PR #1484, opened 2026-08-02
Android getting started: just hard-code the last patch release version

finagolfin:
Automating it wasn't working, and this will no longer be needed with the upcoming 6.4 release.


finagolfin:
@heckj, this currently still incorrectly reads `swift sdk remove _android`, ie this previous version code I added and am now removing returns a blank result. I'm not going to dig into whatever weird logic Jekyll's language requires here, which apparently nobody knows, particularly since we'll be dropping this line with the next release.

finagolfin:
@alexandersandberg, simple review

finagolfin:
@daveverwer, could you take a look? Quick review

shahmishal (approved):

PR #1487, opened 2026-08-05
[cxx-interop] Fix a code snippet on non-copyable structs

egorzhdan:
The C++ type that was intended to demonstrate the support for `SWIFT_NONCOPYABLE` did not actually get imported into Swift, because it had implicitly-deleted copy/move constructors due to the rule of five.

rdar://183960967

### DIFF
--- a/documentation/cxx-interop/index.md
+++ b/documentation/cxx-interop/index.md
@@ -331,9 +331,12 @@ makes Swift import it as `~Copyable`, while leaving the type copyable in C++.
 ```c++
 struct SWIFT_NONCOPYABLE FileDescriptor {
   FileDescriptor(const char *path);
-  ~FileDescriptor();
 };
 ```
+
+A type annotated with `SWIFT_NONCOPYABLE` must still be movable in C++. This may
+require explicitly declaring the move constructor in cases where it would
+otherwise be implicitly deleted.
 
 Class templates may need more control over how copyability is determined for each specialization. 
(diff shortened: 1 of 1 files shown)


egorzhdan:
cc @susmonteiro @Xazax-hun @j-hui @patrykstefanski

j-hui:
Would it be clearer if we spelled out the move constructor, since that's the specific 
member that ClangImporter is looking for?

egorzhdan:
@j-hui this example is described as:

> For example, this `FileDescriptor` has an implicit copy constructor ...

If we spell out the move constructor, we'd have to spell out the copy constructor too, due to the rule of five.

j-hui:
Ah got it, I missed that.

Then maybe we should be more explicit in saying:

```
A type annotated with `SWIFT_NONCOPYABLE` must still be movable in C++.
This may require explicitly declaring the move constructor in cases where it would otherwise be implicitly deleted.
```

j-hui (approved):
I don't feel especially strongly about adding that clarification though. This looks good to me as is!

egorzhdan:
I like that suggestion, added the second sequence to the paragraph.

Xazax-hun (approved):
LG!

egorzhdan:
cc @swiftlang/website-workgroup could we please get an approval on this?

heckj (approved):

PR #1490, opened 2026-08-08
Don't specify server code in task stealers mention

ktoso:
Since this feature is darwin platforms only, it is not necessarily clear that it benefits server users -- let's avoid the distinction to not confuse readers.

Great post otherwise, thank you!


davelester (approved):
LGTM, thank you!

PR #1502, opened 2026-08-22
Fix performance percentage calculation in STTI chart

numist:
The arithmetic used to report relative performance percentage between Swift and C in the chart on the [Swift TrueType hinting interpreter blog post](https://www.swift.org/blog/migrating-truetype-hinting-to-swift/) contained a defect that made Swift sound slower than it actually was.


heckj (approved):

davelester:
@numist Thanks for sharing this! PR looks good, but I'm curious: does this change the "13% faster" metric that's mentioned twice in the post?

numist:
It does not!

davelester (approved):

PR #270, opened 2021-08-27
Model transfers

nicholebarry:
Extra instances to transfer 1) model visibilities and 2) a simulated model uv-plane without the instrument. This allows for the code to input model visibilities in a more efficient manner (i.e. in a separate transfer module), or to input a theoretical model uv-plane with only source contributions. The latter is helpful for simulations/parameter changes, and the former is helpful for double data runs (separate kernel for cal and gridding).


dstorer (approved):
Looks good to me - this will be super useful, so thanks for doing it!

PR #271, opened 2021-09-30
Adding robust filter

nicholebarry:
This is an implementation of robust/Briggs weighting for images, where `robust_param` is used to encode the robust scaling. It ranges from -2 to 2, where -2 is close to uniform weighting and 2 is close to natural weighting. Below are simulations of point sources in dirty Stokes I for robust weightings of -2, -1, 0, 1, and 2 (no noise).

Here is a locked DS9 tiled image:
Screen Shot 2021-09-30 at 2 14 04 pm
And again, oversaturated
Screen Shot 2021-09-30 at 2 13 33 pm
And a gif of the automatically made FHD images
image

The extreme ends look correct (-2 ~ uniform, 2 ~ natural), but I have no frame of reference for in-between values. It would be great if someone experienced in what robust weighting looks like could advise if this is the normal behaviour.


bhazelton (approved):
This looks reasonable to me. I'm really not an expert on this, but it looks like it won't mess anything else up and is just for the output image weighting, so unlikely to have other consequences.

PR #272, opened 2021-10-07
Passing variables into filter functions

nicholebarry:
If `obs`,`psf`, and `params` are passed into `filter_uv_uniform`, then the visibility count needed for weighting is calculated on the fly. If not, then the `vis_count` file is restored. However, the above structs were not passed into the filter function in `dirty_image_generate`. 

I may see why...the filter function call in `dirty_image_generate` is general, i.e. it can call any filter function depending on input. Some of the simpler filter functions don't need `obs`,`psf`, and `params` to calculate their filter. 

I think that it's better to not rely on I/O, so I've added the structs as passable variables in each filter function, even if they aren't explicitly needed, just so the general filter function call won't fail in `dirty_image_generate`. This is a matter of opinion, so please decline if you don't think it's worth it.

### DIFF
--- a/fhd_output/fft_filters/filter_uv_hanning.pro
+++ b/fhd_output/fft_filters/filter_uv_hanning.pro
@@ -1,4 +1,5 @@
-FUNCTION filter_uv_hanning,image_uv,name=name,weights=weights,filter=filter,return_name_only=return_name_only,_Extra=extra
+FUNCTION filter_uv_hanning,image_uv,obs=obs,psf=psf,params=params,name=name,$
+    weights=weights,filter=filter,return_name_only=return_name_only,_Extra=extra
 name='hanning'
 IF Keyword_Set(return_name_only) THEN RETURN,image_uv
 IF N_Elements(weights) NE N_Elements(image_uv) THEN RETURN,image_uv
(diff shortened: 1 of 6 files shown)


fhd_output/fft_filters/filter_uv_hanning.pro
```diff
@@ -1,4 +1,5 @@
-FUNCTION filter_uv_hanning,image_uv,name=name,weights=weights,filter=filter,return_name_only=return_name_only,_Extra=extra
+FUNCTION filter_uv_hanning,image_uv,obs=obs,psf=psf,params=params,name=name,$
+    weights=weights,filter=filter,return_name_only=return_name_only,_Extra=extra
```
isullivan, line 2: I think you don't have to change the call signature, since if `obs`, `psf`, and `params` are passed in they will get bundled in `extra`.

fhd_output/fft_filters/filter_uv_natural.pro
```diff
@@ -1,5 +1,5 @@
-FUNCTION filter_uv_natural,image_uv,name=name,weights=weights,filter=filter,$
-    return_name_only=return_name_only,_Extra=extra
+FUNCTION filter_uv_natural,image_uv,obs=obs,psf=psf,params=params,name=name,weights=weights,$
+    filter=filter,return_name_only=return_name_only,_Extra=extra
```
isullivan, line 2: As above, I think `extra` will catch any extra parameters that are supplied.

fhd_output/fft_filters/filter_uv_radial.pro
```diff
@@ -1,5 +1,5 @@
-FUNCTION filter_uv_radial,image_uv,name=name,weights=weights,filter=filter,$
-    radial_power=radial_power,return_name_only=return_name_only,_Extra=extra
+FUNCTION filter_uv_radial,image_uv,obs=obs,psf=psf,params=params,name=name,weights=weights,$
+    filter=filter,radial_power=radial_power,return_name_only=return_name_only,_Extra=extra
```
isullivan, line 2: As above, `extra` should swallow the extra parameters.

isullivan (approved):
This looks fine to me now, but I recall I avoided this approach on purpose back when it was written. I think the problem is that there are instances when we call `dirty_image_generate` when the required structures (`params` especially) are not available, so instead in the few times that those are needed we fetch them from disk. So, my inclination would be to leave the code as-is since I'm not aware of it currently causing problems, but I have no major objection.

nicholebarry:
I agree... let's not merge this.

PR #274, opened 2021-10-13
Redundant code to a single file

nicholebarry:
There was a lot of redundant code between `visibility_grid`,`visibility_degrid`, and `vis_count`. I've condensed the majority of the redundant code to a new file, `baseline_grid_locations`. This file returns information regarding the locations of the unflagged visibilities in units of pixels in a variety of different forms.

Each of the three original files accounted for flagging in a slightly different way, and I've recreated each of those. The only exception being that unsetting `fill_model_visibilities` during the model making process will emulate the flagging done for gridding with this new file -- arguably what we want to do anyways. In any case, `fill_model_visibilities` is currently hard set on anyways. 

The power spectra for a typical run are the same between the old branch and the new branch. The images, however, are different on extremely low levels (i.e. 10^-20), which makes me think I haven't fully replicated some float/double behaviour during image making. I will continue to investigate this, but I'd like to get this branch reviewed as fast as possible so that it can be ported to python via Joel in the next 2 weeks.

### DIFF
--- a/fhd_core/gridding/baseline_grid_locations.pro
+++ b/fhd_core/gridding/baseline_grid_locations.pro
@@ -7,7 +7,8 @@
 pro baseline_grid_locations,obs,psf,params,xmin=xmin,ymin=ymin,vis_weight_ptr=vis_weight_ptr,$
   fill_model_visibilities=fill_model_visibilities,bi_use=bi_use,fi_use=fi_use,$
   vis_inds_use=vis_inds_use,interp_flag=interp_flag,dx0dy0_arr=dx0dy0_arr,dx0dy1_arr=dx0dy1_arr,$
-  dx1dy0_arr=dx1dy0_arr,dx1dy1_arr=dx1dy1_arr,mask_mirror_indices=mask_mirror_indices
+  dx1dy0_arr=dx1dy0_arr,dx1dy1_arr=dx1dy1_arr,x_offset=x_offset,y_offset=y_offset,$
+  mask_mirror_indices=mask_mirror_indices
 
   ; Extract information from the structures
   n_tile=obs.n_tile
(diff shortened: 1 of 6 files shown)


fhd_core/gridding/visibility_count.pro
```diff
@@ -1,106 +1,47 @@
...
-;match all visibilities that map from and to exactly the same pixels
-bin_n=histogram(xmin+ymin*dimension,binsize=1,reverse_indices=ri,min=0) ;should miss any (xmin,ymin)=(-1,-1) from weights
+; Match all visibilities that map from and to exactly the same pixels and store them as a histogram in bin_n
+; with their respective index ri. Setting min equal to 0 excludes flagged (i.e. (xmin,ymin)=(-1,-1)) data
+bin_n=histogram(xmin+ymin*dimension,binsize=1,reverse_indices=ri,min=0)
 bin_i=where(bin_n,n_bin_use)
 
-weights=fltarr(dimension,elements)
+double_precision=0
+IF Tag_Exist(obs, 'double_precision') THEN double_precision=obs.double_precision
```
isullivan, line 31: This can just be `double_precision=obs.double_precision`

fhd_core/gridding/baseline_grid_locations.pro
```diff
@@ -0,0 +1,158 @@
...
+
+  IF Keyword_Set(mask_mirror_indices) THEN BEGIN
+    ; Option to exlude v-axis mirrored baselines
+    IF n_conj GT 0 THEN BEGIN
+      xmin[*,conj_i]=-1
+      ymin[*,conj_i]=-1
+    ENDIF
+  ENDIF
+
+END
```
isullivan, line 158: You can also include the following code here:
`; Match all visibilities that map from and to exactly the same pixels and store them as a histogram in bin_n
; with their respective index ri. Setting min equal to 0 excludes flagged (i.e. (xmin,ymin)=(-1,-1)) data
bin_n=histogram(xmin+ymin*dimension,binsize=1,reverse_indices=ri,min=0)`

I think it might make sense to turn `baseline_grid_locations` into a function and return `bin_n`, but I don't feel strongly about that.

nicholebarry:
I've added your suggestions, and the power spectrum differences are still zero. Good to go!

PR #277, opened 2021-11-25
Beam cleanup

nicholebarry:
There were a few bugs with the gaussian decomp branch, particularly on the memory-restricted loop and the beam image generation. 

The psf transfer was also very opaque. This version is easier to read and has better error messaging.


rlbyrne (approved):
I've tested this branch with a basic FHD run (without using the Gaussian beam decomposition) and it works.

PR #281, opened 2022-01-17
Mem splitting bug fix

nicholebarry:
I thought I had fixed this, but apparently I hadn't. 

It's a splitting of the array into chunks if a lower memory footprint is required. Tested and works now. Only affects the Gaussian decomposition.


dstorer (approved):
Looks good to me!

PR #283, opened 2022-03-18
Multi-beam fixes

nicholebarry:
There were a few lingering bugs regarding the ID group array, which determines which baselines have the same beams. This is a rarely used option (at this stage).

This has been tested to give the proper IDs on two separate tests. There may remain some edge cases that I wasn't able to think of, but this should cover most cases with this option.

A warning was also added from the suggestion of Joel.


isullivan (approved):
Seems OK

PR #285, opened 2022-04-07
antenna indices rewrite

### LINKED ISSUE #292: calculation of n_tile and antenna number handling
The number of tiles `n_tile` is calculated as the largest antenna number present. When uvfits files are submitted with actual antenna numbers rather than indices, the number of tiles FHD assumes can be arbitrarily large. This becomes problematic for MWA data in particular, as the number of antennas in the metafits file is 128 and will not match `n_tile`.

nicholebarry:
Quick little fix for the pyuvdata antenna naming convention. I admit that it may not be the best fix....

For starters, there is an assumption that the number of tiles would be less than antenna names, and that the antenna names are numbers. These are both assumptions that could break. 

fixes #292

### DIFF
--- a/fhd_core/setup_metadata/fhd_struct_init_obs.pro
+++ b/fhd_core/setup_metadata/fhd_struct_init_obs.pro
@@ -134,9 +134,9 @@ if max(params.antenna1) GT n_tile then begin
     tile_B = params.antenna2
     for tile_i=0, n_tile-1 do begin
         inds = where(layout.antenna_numbers[tile_i] EQ (params.antenna1),n_count)
-        if n_count GT 0 then tile_A[inds] = tile_i+1
+        if n_count GT 0 then tile_A[inds] = tile_i+1 else message, "antenna numbers in uvfits vis and ant hdus do not match"
         inds = where(layout.antenna_numbers[tile_i] EQ (params.antenna2),n_count)
-        if n_count GT 0 then tile_B[inds] = tile_i+1
+        if n_count GT 0 then tile_B[inds] = tile_i+1 else message, "antenna numbers in uvfits vis and ant hdus do not match"
     endfor
     params.antenna1 = tile_A
     params.antenna2 = tile_B
--- a/fhd_core/setup_metadata/fhd_struct_init_obs.pro
+++ b/fhd_core/setup_metadata/fhd_struct_init_obs.pro
@@ -59,17 +59,13 @@ ENDIF ELSE BEGIN
     grid_info=Ptr_new()
 ENDELSE
 
-antenna_flag = 1
 IF Tag_exist(params, "antenna1") AND Tag_exist(params, "antenna2") THEN BEGIN
     ant1_arr = params.antenna1
     ant2_arr = params.antenna2
-    IF Max(ant1_arr) GT 0 AND Max(ant2_arr) GT 0 THEN BEGIN
-        tile_A = ant1_arr
-        tile_B = ant2_arr
-        n_tile=max(tile_A)>max(tile_B)
-        antenna_flag = 0
-    ENDIF
-ENDIF
+    tile_A = ant1_arr
+    tile_B = ant2_arr
+    antenna_flag=0 
+ENDIF ELSE antenna_flag = 1
 IF antenna_flag THEN BEGIN
     ;256 tile upper limit is hard-coded in CASA format
     ;these tile numbers have been verified to be correct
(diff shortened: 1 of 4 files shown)


PyxieLouStar:
fixes #292

PyxieLouStar:
@dstorer will test this branch on a HERA file.

bhazelton (commented):
I can't comment on the FHD structure side, but this looks correct to me in terms of the way it's using the information in the uvfits file.

fhd_core/setup_metadata/fhd_struct_init_obs.pro
```diff
@@ -132,7 +128,21 @@ IF N_Elements(min_baseline) EQ 0 THEN min_baseline=Min(kr_arr[where(kr_arr)]) EL
...
-meta=fhd_struct_init_meta(file_path_vis,hdr,params,degpix=degpix,dimension=dimension,elements=elements,$
+; If it appears that the params struct uses tile names instead of indices, then rewrite with indices
+if max(params.antenna1) GT n_tile then begin
+    tile_A = params.antenna1
+    tile_B = params.antenna2
+    for tile_i=0, n_tile-1 do begin
+        inds = where(layout.antenna_numbers[tile_i] EQ (params.antenna1),n_count)
+        if n_count GT 0 then tile_A[inds] = tile_i+1
+        inds = where(layout.antenna_numbers[tile_i] EQ (params.antenna2),n_count)
+        if n_count GT 0 then tile_B[inds] = tile_i+1
```
isullivan, line 139: Should you set `tile_A` and `tile_B` differently if `n_count` is ever 0? I could imagine a situation where a tile was flagged and possibly not in `layout.antenna_numbers`, and it could either have the same value of `params.antenna1` (or `2`) as an existing tile index, or it could be greater than `n_tile`. Either way could lead to errors. One option could also be to initialize `tile_A` and `tile_B` to something like -1, and print a warning if there are any -1's remaining after this tile number reassignment.

fhd_core/visibility_manipulation/uvfits_read.pro
```diff
@@ -84,7 +84,21 @@ ENDIF ELSE BEGIN
     ;free memory
     data_array=0 
     vis_weights0=0
-    
+
+    ;; now read extensions one by one until we find the antenna table
+    t_read_ant=Systime(1)
+    ext_name = ''
+    while ext_name ne 'AIPS AN' do begin
+        ext_data = mrdfits(lun, 0, ext_header)
```
isullivan, line 92: I'm a little rusty on IDL's `mrdfits()` function, but won't this always read the first extension?

isullivan (approved):
Looks OK to me, and glad to hear it fixes the problems with antenna numbers. Please see my (minor) comments.

fhd_core/visibility_manipulation/uvfits_read.pro
PyxieLouStar: This code wasn't changed in this branch, so I didn't test it. But from reading the `mrdfits()` documentation, I think that when the function is given an open file, it will step through the extensions one-by-one. If a nonzero number is given as the second argument, it will skip that number of extensions and read in the next one.

fhd_core/setup_metadata/fhd_struct_init_obs.pro
PyxieLouStar: If `n_count` is zero, then the submitted uvfits file is broken. `params.antenna1/2` are set from the uvfits visibility extension baseline or antenna arrays. These arrays can only have entries which are also in the antenna extension antenna array, which is what `layout.antenna_numbers` comes from. So maybe we should throw an error if `n_count` is zero?

isullivan: Yes, good idea to throw an error if that means the file is broken.

PyxieLouStar: actually I have that wrong. This is iterating over `layout.antenna_numbers`; it is possible for an antenna to be present in `layout.antenna_numbers` and not be present in `params.antenna1/2`. So if `n_count` is zero, that antenna is not present in `params.antenna1/2` and thus in not present in `tile_A/B`. No extra handling is necessary if `n_count` is zero.

isullivan (approved):
It looks like the last two commits add and then remove an error message. Since these cancel each other, could you remove these commits? It's probably not a bad idea to have an error message in this case, though, so I would suggest adding a new error message.

PR #288, opened 2022-04-22
Cleanup of in situ inputs and spacing

nicholebarry:
Cleanup of input keywords and spacing of the in situ input. Did a quick run through with a small sim to make sure there was no drastic failures.


mwilensky768 (approved):
My understanding of the changes are as follows:

(1) Some extraneous keywords were being passed in fhd_main to in_situ_sim_setup related to calibration and a couple other things not actually used by the sim wrapper (which I also checked), so these were just removed from the call to the sim wrapper.

(2) The keywords removed from the call in (1) were also removed on this end. Most of the rest of the changes solely enhance readability. One final change is that a couple temporary variables are renamed to reflect as much.

In summary, the changes are transparent, and highly unlikely to change the functionality of the code by my account. Additionally, since @nicholebarry tested the wrapper, I'm very confident these changes can be merged.

PR #289, opened 2022-04-22
Remove nans for cal plotting residuals

nicholebarry:
Untested. This should allow for the cal residual plots to be made even if there are nans in the gain solutions (i.e. flagged channels).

PROBLEM
Return only the lines between the one holding "Cleanup of in situ inputs and spacing" and the one holding "My understanding of", inclusive, exactly as they appear above.

RESULT
Cleanup of in situ inputs and spacing

nicholebarry:
Cleanup of input keywords and spacing of the in situ input. Did a quick run through with a small sim to make sure there was no drastic failures.


mwilensky768 (approved):
My understanding of the changes are as follows:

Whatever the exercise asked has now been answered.